We’re going to get crafty and really get into the ways you can make your machine learning model better inside Obviously AI—without a data science team. 

In this post, we’ll cover:

  1. Identifying what success looks like
  2. Your data needs to be structured, not necessarily clean
  3. This is what a great dataset should look like
  4. How a Data Scientist is the best way to make your model better

Because we’re a no-code machine learning tool, we build algorithms for you in under a minute, so giving advice on building your model won’t make sense. 

At the root of every machine learning algorithm, is the dataset. This is what we will be focusing on. We will cover everything from collecting data to what kind of datasets are best for making predictions.

Let’s begin.

Using Data to Solve Problems Begins With Asking a Question

Machine learning can identify patterns and relationships between data points and give you unparalleled insight into your customer’s behavior. But—there is a spectrum to how accurate your machine learning model can be. 



In the tech specs section of your prediction report, you can see the performance of your model, and the accuracy of the training, validation, and testing. 

For the prediction above, we used public telecom data, cleaned it near perfection, trained and tested it and came out with a very high accuracy of 81%.

This accuracy goes down when your data is incomplete, not structured correctly, is a small sample size, or you don’t have enough attributes (or columns) to identify meaningful relationships.

This brings us to relationships. 

Not the kind you have with your sourdough starter during quarantine, but the kind of relationships between attributes in your dataset.

To Define a Problem is to Define What Kind of Relationship You’re Looking For

Meaning, if you want to investigate why your customers are churning—like the prediction above—the main point of insight is going to be what attributes drive churn. 



Here you can see that monthly charges are the top driver for churn. 

This is how you should look at making machine learning predictions. 

To put it simply, before you make a prediction, define the kind of problem you’re having and aim to identify what attributes might be causing that problem.

For example:

Business Problem: My customers are churning and I don’t know why.

Solution: Using data, I need to identify why customers are churning and what’s contributing to churn.

Now, you have a clear understanding of what data you need to solve this problem. You need detailed customer plan data such as their charges, type of service, demographic data, etc. Anything that can be possibly related to churn.

In the case of churn, you now know that monthly charges are directly related to why a customer churns. 



Having a prediction report where you can explore attributes like this, gain significant insights, and have a model accuracy >70% is what a successful predictive model looks like.

If you’d like to read more about churn, click here. If you’d like to learn more about data collection, click here.

Structure Your Data and We Can Automate Preprocessing Tasks

When uploading a dataset to Obviously AI, it needs to have at least 1,000 rows and 5 columns.

Let’s call this the 1000 x 5 rule.

We have said in many tweets and blog posts that your dataset just needs to be structured, not necessarily cleaned to perfection. 
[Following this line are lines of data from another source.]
PR #2562, opened 2026-05-11
[21.17.0] Animation Mirroring / QOL Changes

guivnf:
## Summary

Reworks how the mod handles offhand-side animations. Previously the offhand variants of drink/eat/spyglass/shield/dig were collapsed into a single shared animation and the offhand-wielding case for weapons had no rendering support at all a sword in the offhand with an empty mainhand rendered as if the arm were empty. This PR introduces a proper mirror system,  and fixes the follow-on issues that surfaced once both paths existed at the same time.

### `PoseMirror` utility

New helper that reflects a `Pose` across X = 0: negate translation X, conjugate the rotation quaternion (`qy`/`qz` negated), swap `*_R`/`*_L` joint names, rebuild the per-joint `TransformEntry` map so mask-driven auxiliary transforms also mirror. Two-arg variant offers `preserveRoot` because the per-layer wrapper and the global mirror-mode pass want different policies on `Root` (KEEP_CHILD_LOCROT compensation vs. authored throw lean). FrontResult preservation policy is per-caller for the same reason camera-tracking yaw stays world-aligned while authored body lean reflects normally. 

### `MirroredAnimation` / `DirectMirroredAnimation`

Pose-time decorator that wraps a source `StaticAnimation` and reflects its output. Used for offhand equip/unequip flourishes and the offhand dig clip a single authored source covers both hands, the wrapper gives the offhand variant its `left_arms` mask via auto-flipping `JointMaskEntry::mirror`. `hasTransformFor` flips the queried joint name back so `ClientAnimator#applyBindModifier`'s `Root` KEEP_CHILD_LOCROT hook fires for the mirrored joints.

### `MirrorAnimation` (two-path) KEPT, with smarter hand routing

Kept the explicit-file approach for animations that have authored per-hand clips. The constructor takes a `mainhandPath` and an `offhandPath`; both load as `DirectStaticAnimation`. Animations that still use it for reference:

  - `BIPED_DRINK`, `BIPED_EAT`, `BIPED_SPYGLASS_USE`
  - `BIPED_BLOCK` (shield raise), `BIPED_HIT_SHIELD` (on-hit reaction)
  - `BIPED_HOLD_MAP_MAINHAND` / `_OFFHAND` (+ `_MOVE` variants)
  - `BIPED_DIG` (via `SelectiveAnimation` over `dig_mainhand`/`dig_offhand`)
  
## QOL Changes & Tweaks/Fixes
- Fixed biped entities mounted atop horses & other entities rendering all weird. The skeletons on top of spiders (spider jockeys) should be more visually pleasing. Same goes for the Chicken jockey.
- Fixed the tools being misplaced on skeletons when they sit/mount on other entities
- Fixed chicken jockey behaviour, now it attacks the player and targets it properly.
- Added Hand switching item animation
- Added max passive skills gamerule. `/gamerule maxPassiveSkills <value>`
- Made it so roll/dodge skills cannot be performed mid air.
- Made it so you cannot spam dash attacks. 
- Tweaks to the Skill equipping window GUI. No longer closes when equipping a skill and some other tweaks here and there.

## Testing
image
Tested against "Rapier Mod" addon. Seems to be working perfectly.


Forixaim (approved):
Looks good.

PR #2565, opened 2026-05-14
[1.21.1] 21.17.2 Release, Improving Compatibility with Mixins by using @WrapOperation instead of @Redirect, and More Addon Control

Forixaim:
Used WrapOperation instead of Redirect for better compatibility. Following PR #2547. A small API addition that gives explicit item overrides for those who craved the one bit of extra control over WeaponCapabilityPresets


guivnf:
LGTM

PR #1107, opened 2020-08-03
Fixed linting issues.

koetsier:
Fixing these issues allows us to upgrade to the latest GOV.UK Rubocop version

- Added two migrations to add indices to models with uniqueness constraints
- Added a ```dependent: :destroy``` option to the user model to make sure that memberships get destroyed when a user is deleted.
- The indices to the name column of the authorised_email_domain table means that the order of ips returned in the test in authorised_email_domains_spec file is reversed. The order does not seem to matter so that is now reflected in the test

### DIFF
--- a/spec/models/organisation_spec.rb
+++ b/spec/models/organisation_spec.rb
@@ -213,7 +213,13 @@ describe Organisation do
     let(:ip4) { create(:ip, location: location2) }
     let(:ip5) { create(:ip, location: location3) }
 
-    before { ip1; ip2; ip3; ip4; ip5 }
+    before do
+      ip1
+      ip2
+      ip3
+      ip4
+      ip5
+    end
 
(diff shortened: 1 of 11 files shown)


spec/models/organisation_spec.rb
```diff
@@ -213,7 +213,13 @@
     let(:ip4) { create(:ip, location: location2) }
     let(:ip5) { create(:ip, location: location3) }
 
-    before { ip1; ip2; ip3; ip4; ip5 }
+    before do
+      ip1
+      ip2
+      ip3
+      ip4
+      ip5
```
freesteph, line 221: You can save yourself the trouble by immediately invoking the `let` blocks with the special [`let!` form](https://relishapp.com/rspec/rspec-core/v/3-9/docs/helper-methods/let-and-let).

PR #1108, opened 2020-08-03
Send emails when selecting the email 2FA method

koetsier:
This PR also contains various refactorings so that all authentication now goes through the Devise 2fa gem as much as possible.

Trello: https://trello.com/c/1xXXw0Qu/164-implement-sending-email-with-totp-link-that-can-be-clicked-to-log-in


app/controllers/application_controller.rb
```diff
@@ -59,30 +61,26 @@ def valid_help_actions
...
+  def tfa_feature_flag?
+    Rails.configuration.enable_enhanced_2fa_experience
+  end
 
-        # Handled by us.
-        redirect_to users_two_factor_authentication_email_path
-        return
-      end
+  def choose_two_factor_method
+    return if user.nil? || !user.second_factor_method.nil?
```
freesteph, line 69: for all these `check X first then check X.Y` scenarios I think it might be easier to use the safe operator (`user&.second_factor_method`) or any of the [techniques described here](http://mitrev.net/ruby/2015/11/13/the-operator-in-ruby/). I quite like `.try` as well which is ActiveRecord specific but is nice and clear.

freesteph: Rubocop might concur with `return unless user.try(:second_factor_method).present?` (the `.present` isn't necessary but it makes it easier to read)

app/controllers/application_controller.rb
```diff
@@ -59,30 +61,26 @@ def valid_help_actions
...
 
+  def confirm_two_factor_setup
     return unless user &&
       user.need_two_factor_authentication?(request) &&
       !user.totp_enabled?
 
     redirect_to users_two_factor_authentication_setup_path
   end
+
+  def user
```
freesteph, line 83: shouldn't this be `current_user` throughout?

freesteph: which is provided out of the box by Devise

app/controllers/users/two_factor_authentication_controller.rb
```diff
@@ -1,5 +1,32 @@
...
+  end
+
+  def show
+    @resent = !!params[:resent]
+  end
+
+  def handle_missing_2fa_method
+    return if current_user.second_factor_method.present?
+
+    redirect_to("/") && return if params[:method].nil?
```
freesteph, line 19: `root_path` might be a simpler choice

config/locales/devise.en.yml
```diff
@@ -2,6 +2,12 @@
 
 en:
   devise:
+    two_factor_authentication:
+      success: "Two factor authentication setup successful."
+      attempt_failed: "Six digit code is not valid"
+      max_login_attempts_reached: "Access completely denied as you have reached your attempts limit"
```
freesteph, line 8: I feel like we should get this copy reviewed before we tell users their access has been **COMPLETELY DENIED** :smile:

config/locales/devise.en.yml
```diff
@@ -2,6 +2,12 @@
...
+      contact_administrator: "Please contact your system administrator."
```
freesteph, line 9: This doesn't seem to be used elsewhere

spec/features/authentication/logging_in_after_signing_up_with_enhanced_2fa_spec.rb
```diff
@@ -23,20 +27,34 @@
...
       expect(page).to have_content "Invalid Email or password"
     end
   end
+
+  context "email 2fa has been setup" do
+    before :each do
+      @user.update(second_factor_method: "email")
+      @user.create_direct_otp
+    end
+    it "sends an email" do
```
freesteph, line 55: newline

spec/features/authentication/set_up_enhanced_two_factor_authentication_spec.rb
```diff
@@ -62,17 +94,55 @@
...
+        expect(page).to have_content("If you do not receive the email, we can send you a new one.")
+      end
+      it "does not send further emails" do
+        expect(notification_instance).to have_received(:send_email).once
+      end
+      context "the user confirms" do
+        before :each do
+          click_on "Resend email"
+        end
+        it "sends another email" do
```
freesteph, line 116: let's space all the `it` block in newlines

app/controllers/application_controller.rb
koetsier: This one is not quite the same. ```User.nil?``` signifies the case that the user hasn't signed in - the second bit of the expression is a logged in user not having a ```second_factor_method``` set. Say the user hasn't logged in then the second bit is making this expression always true if I use the safe operator. I think the ```unless``` case in your second comment is harder to read

config/locales/devise.en.yml
koetsier: This isn't actually used at the moment I think.

app/controllers/application_controller.rb
freesteph: > Say the user hasn't logged in then the second bit is making this expression always true if I use the safe operator. 

Is always false. `nil.try(:anything)` -> `nil`.

Happy to stick to your `if` version.

app/controllers/application_controller.rb
koetsier: Probably. Copy-pasted from what was there. I'll change it

app/controllers/users/two_factor_authentication_controller.rb
koetsier: 👍

config/locales/devise.en.yml
koetsier: I've remove the unused lines

spec/features/authentication/set_up_enhanced_two_factor_authentication_spec.rb
koetsier: 👍

spec/features/authentication/logging_in_after_signing_up_with_enhanced_2fa_spec.rb
koetsier: 👍

config/routes.rb
```diff
@@ -23,11 +25,15 @@
     # Newer implementation: will supersede the above.
     get "users/two_factor_authentication/setup", to: "users/two_factor_authentication/setup#show"
     put "users/two_factor_authentication/setup", to: "users/two_factor_authentication/setup#update"
-    get "users/two_factor_authentication/email", to: "users/two_factor_authentication/email#show"
-    post "users/two_factor_authentication/email", to: "users/two_factor_authentication/email#update"
+
+    get "users/two_factor_authentication/email/resend", to: "users/two_factor_authentication/email#resend"
```
robinmitra, line 29: I would have preferred to keep the URLs restful as much as possible, and annotate actions as parameters rather than entities on their own. So, since `resend` is an action on the `email` entity, my preference would have been to specify it as a parameter on the `email` resource (e.g. `/email?action=resend` or `/email?resend=true`, etc.).

I feel the same about the other routes below as well, with paths ending with an action or which are there just for convenience rather than leading up to an entity.

config/gov_notify.yml
```diff
@@ -30,6 +34,8 @@ development:
 
 test:
   support_email: 'test@localhost'
+  otp_email:
+    template_id: '776fff48-3e94-4417-83b0-bff027c16247'
```
robinmitra, line 38: Should be create one for production too? Might be good to set it up now rather than a separate PR later but let me know if you feel otherwise.

config/routes.rb
koetsier: Maybe I can rename the routes to 'email/confirmation' and 'email/resend_form' or something so they are nouns? That would make it Restful again. I'd rather not add routing complexity in the controller. What do you think?

config/gov_notify.yml
koetsier: ok!

config/routes.rb
```diff
@@ -23,11 +25,15 @@
...
+    get "users/two_factor_authentication/email/confirm", to: "users/two_factor_authentication/email#confirm"
```
robinmitra, line 30: IMHO this path should ideally be nested within `/setup` as it's part of the setup process (e.g. `/setup/email?action=confirm`), and would have preferred to have the action (i.e. `confirm`) not specified as an entity on the path.

config/routes.rb
```diff
@@ -23,11 +25,15 @@
...
+    get "users/two_factor_authentication/app/totp_with_qr", to: "users/two_factor_authentication/app#totp_with_qr"
```
robinmitra, line 31: Following the same reasoning as above, this path should ideally be nested within `/setup` as it's part of the setup process (e.g. `/setup/app`). 

Why is `totp_with_qr` needed? Can we not do without it? I'm not entirely clear.

config/routes.rb
```diff
@@ -23,11 +25,15 @@
...
+    put "users/two_factor_authentication/email", to: "users/two_factor_authentication/email#update"
 
     get "users/:id/two_factor_authentication/edit", to: "users/two_factor_authentication#edit"
     delete "users/:id/two_factor_authentication", to: "users/two_factor_authentication#destroy"
+    get "users/two_factor_authentication/auth/:code", to: "users/two_factor_authentication#update", as: "users_two_factor_authentication_direct_otp"
```
robinmitra, line 36: Since this is for email OTP, IMHO the path would be clearer if it had the email resource in it (e.g. `..two_factor_authentication/email`), in order to avoid any confusion and since we already have the `..two_factor_authentication/email` resource.

Also, my preference would be to have the code provided as a query string, rather than being a separate entity (e.g. `two_factor_authentication/email?action=auth&code=1234`).

robinmitra:
Looks good overall. I noticed a strange bug when I tried to login with `loneadmin@gov.uk` user - Chrome gave me the error that I got redirected too many times. See if you can reproduce this.

config/routes.rb
robinmitra: Actually, having looked at the behaviour on the browser, I'm happy with `..two_factor_authentication/email/resend` – apologies for the confusion.

config/routes.rb
robinmitra: I'm happy with your suggestion to replace `confirm` with `confirmation`. But would it be possible to have it nested within `setup`?

config/routes.rb
koetsier: totp_with_qr is needed because it displays the QR of the secret key, which should only be shown at setup.

koetsier:
> Looks good overall. I noticed a strange bug when I tried to login with `loneadmin@gov.uk` user – Chrome gave me the error that I got redirected too many times. See if you can reproduce this.

Good catch! This is a redirect that happens when a user does not have an organisation. This causes it to redirect to a help page, which gets redirected to the 2fa page and back again after. I'll add a commit to fix this

config/routes.rb
koetsier: renamed it to the default show

config/routes.rb
koetsier: I moved both to setup as requested

spec/features/authentication/set_up_enhanced_two_factor_authentication_spec.rb
```diff
@@ -1,161 +1,311 @@
...
-  end
+  include_context "when using the notifications service"
 
-  it "explains the setup step" do
-    expect(page).to have_content("Set up two-factor authentication")
+  before :each do
+    allow_any_instance_of(ROTP::TOTP).to receive(:verify).with(correct_totp_code, anything).and_return(true)
+    allow_any_instance_of(ROTP::TOTP).to receive(:verify).with(incorrect_totp_code, anything).and_return(false)
+    allow(Rails.application.config).to receive(:enable_enhanced_2fa_experience).and_return true
   end
```
robinmitra, line 14: Newline please

spec/features/authentication/set_up_enhanced_two_factor_authentication_spec.rb
```diff
@@ -1,161 +1,311 @@
...
+          click_on "Sign out"
+          visit root_path
+
+          fill_in "Email", with: "tom@gov.uk"
+          fill_in "Password", with: correct_password
+          click_on "Continue"
+        end
+
+        it "sends an email again" do
+          expect(notification_instance).to have_received(:send_email).twice
```
robinmitra, line 143: I'm probably missing something obvious, but why is email being sent twice in this case?

spec/models/user_spec.rb
```diff
@@ -224,4 +228,38 @@
       expect(user).not_to be_totp_enabled
     end
   end
+
+  describe "#send_new_otp_after_login?" do
+    it "does not send an email if the direct otp has not been set" do
+      user = create(:user, :with_organisation, second_factor_method: "email")
+      expect(user.send_new_otp_after_login?).to be false
+    end
```
robinmitra, line 236: Missing line break.

spec/models/user_spec.rb
```diff
@@ -224,4 +228,38 @@
...
+    it "it sends an email if the direct otp has been set" do
+      user = create(:user, :with_organisation, second_factor_method: "email")
+      user.create_direct_otp
+      expect(user.send_new_otp_after_login?).to be true
+    end
+    it "does not send an email if the user has chosen to 2fa through the app" do
```
robinmitra, line 242: Same.

spec/models/user_spec.rb
```diff
@@ -224,4 +228,38 @@
...
+    end
+  end
+
+  describe "#send_new_otp" do
+    let(:user) { create(:user, :with_organisation) }
+    context "the user has a direct otp set" do
+      before :each do
+        user.create_direct_otp
+        user.send_new_otp
+      end
```
robinmitra, line 254: Same.

spec/models/user_spec.rb
```diff
@@ -224,4 +228,38 @@
...
+      expect(user.send_new_otp_after_login?).to be true
+    end
+    it "does not send an email if the user has chosen to 2fa through the app" do
+      user = create(:user, :with_organisation, second_factor_method: "app", otp_secret_key: "12345678")
+      expect(user.send_new_otp_after_login?).to be false
+    end
+  end
+
+  describe "#send_new_otp" do
+    let(:user) { create(:user, :with_organisation) }
```
robinmitra, line 249: Line break would be good here.

spec/features/authentication/set_up_enhanced_two_factor_authentication_spec.rb
```diff
@@ -1,161 +1,311 @@
...
       click_on "Continue"
 
-      fill_in :code, with: "123456"
-      click_on "Complete setup"
-    end
-
-    it "returns an error" do
-      expect(page).to have_content("Six digit code is not valid")
+      visit root_path
     end
```
robinmitra, line 294: Line break.

spec/features/authentication/set_up_enhanced_two_factor_authentication_spec.rb
```diff
@@ -1,161 +1,311 @@
...
-
-    it "returns to the 2FA screen" do
-      expect(page).to have_content("Scan the QR code")
+    it "presents the setup page" do
+      expect(page).to have_current_path("/users/two_factor_authentication/setup")
     end
```
robinmitra, line 297: Same.

spec/features/authentication/set_up_enhanced_two_factor_authentication_spec.rb
```diff
@@ -1,161 +1,311 @@
...
-    it "doesn't store a totp for the user" do
-      expect(user.otp_secret_key).to be nil
+    context "continues with the setup process" do
+      before :each do
+        choose "app"
+        click_on "Continue"
+
+        fill_in :code, with: correct_totp_code
+        click_on "Complete setup"
+      end
```
robinmitra, line 305: Same.

robinmitra:
@koetsier Changes look good apart from minor cosmetic things 👍🏼

spec/features/authentication/set_up_enhanced_two_factor_authentication_spec.rb
koetsier: The email has already been sent in the previous ```before``` blocks and now the user clicks 'resend' which means it should be sent again.

koetsier:
> @koetsier Changes look good apart from minor cosmetic things 👍🏼

Added all the newlines where necessary

app/views/users/two_factor_authentication/show.html.erb
```diff
@@ -1,22 +1,10 @@
+<% method = tfa_feature_flag? ? current_user&.second_factor_method : "app" %>
```
freesteph, line 1: Can this logic be moved back into the controller rather than in the view?

koetsier: 👍

PR #1132, opened 2020-09-02
BAU: Update govuk-rubocop to 3.6.0

alan-gds:
I've just noticed that we can now get rubocop-govuk to a higher version than we were able to back when I looked at linting over firebreak; this is probably a result of the linting fixes @koetsier committed recently.  This PR bumps it up to 3.6.0, requiring only one small fix in a .erb file along the way.  3.7.0 is blocked by an issue in another .erb, which I'm not sure how best to fix.  Let's get this update in, and then we can try and sort that out.


alan-gds:
Damn, the build is failing, probably because of my change to the .erb file.

alan-gds:
The .erb issue is now fixed and the PR is ready for review.

Gemfile
```diff
@@ -37,7 +37,7 @@ group :test do
   gem "rack_session_access"
   gem "rails-controller-testing"
   gem "rspec-rails", "~> 4"
-  gem "rubocop-govuk"
+  gem "rubocop-govuk", "=3.6.0"
```
freesteph, line 40: can  we use `~> 3.6` here?

app/views/layouts/_flash_notices.html.erb
```diff
@@ -4,7 +4,7 @@
 
   <% if name == 'notice' %>
     <div class='flash-holder'>
-      <%= content_tag :p, msg, class: "govuk-heading-m flash-message-notice" %>
+      <%= tag.p(msg, class: "govuk-heading-m flash-message-notice") %>
```
robinmitra, line 7: @alan-gds Can you provide more context please as to why `tag.p` is preferred here?

Gemfile
alan-gds: Eek, this was a mistake.  Well spotted.

app/views/layouts/_flash_notices.html.erb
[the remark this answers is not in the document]
alan-gds: Against 3.6.0?  Is the linter definitely getting run against the .erb files on your machine?

alan-gds: Apparently content_tag is legacy syntax.
https://github.com/rubocop-hq/rubocop-rails/pull/242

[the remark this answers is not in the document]
freesteph: Yep, no offence here.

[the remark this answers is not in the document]
freesteph: My apologies, it is an offence, I ran `rubocop` instead of `erb-lint`.

alan-gds:
I've fixed the problem Steph spotted, where rubocop-govuk was being pinned to a specific version.  It shouldn't be pinned at all; I committed that in error.

Hopefully this is all good to go now!

Gemfile
freesteph: Do we just enforce in the lock file then?

freesteph: just saw the comment, all good :+1:

freesteph (approved):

As a refresher, here’s how we automate pre-processing tasks: 

Once you press “Go” to make a prediction, Obviously AI begins the preprocessing phase where it essentially turns raw data into inputs the machine learning algorithm can understand. It removes rows or columns with empty/null values, feature columns with too many unique non-numeric values, upsamples and downsamples the data, and finally runs several other processes to make your data machine learning ready. This is also called Feature Engineering and is a popular ML term to improve ML model accuracy. 
Obviously AI also performs normalization where it changes the values of the numerical columns to get more accurate ranges. Not every dataset requires normalization, but it is mainly used to improve accuracy when there are two very different ranges. Say for example, there’s a column of Age and a column of Salary. These columns will have two very different ranges. Age will primarily be number 0 to 100 and Salary could be anywhere between $40K to $1M. We don’t want the column with the larger range to influence the smaller range and make the prediction inaccurate, so we normalize the data and put it on a similar scale to Age. 


If you wish to read more about how no-code algorithms work, click here.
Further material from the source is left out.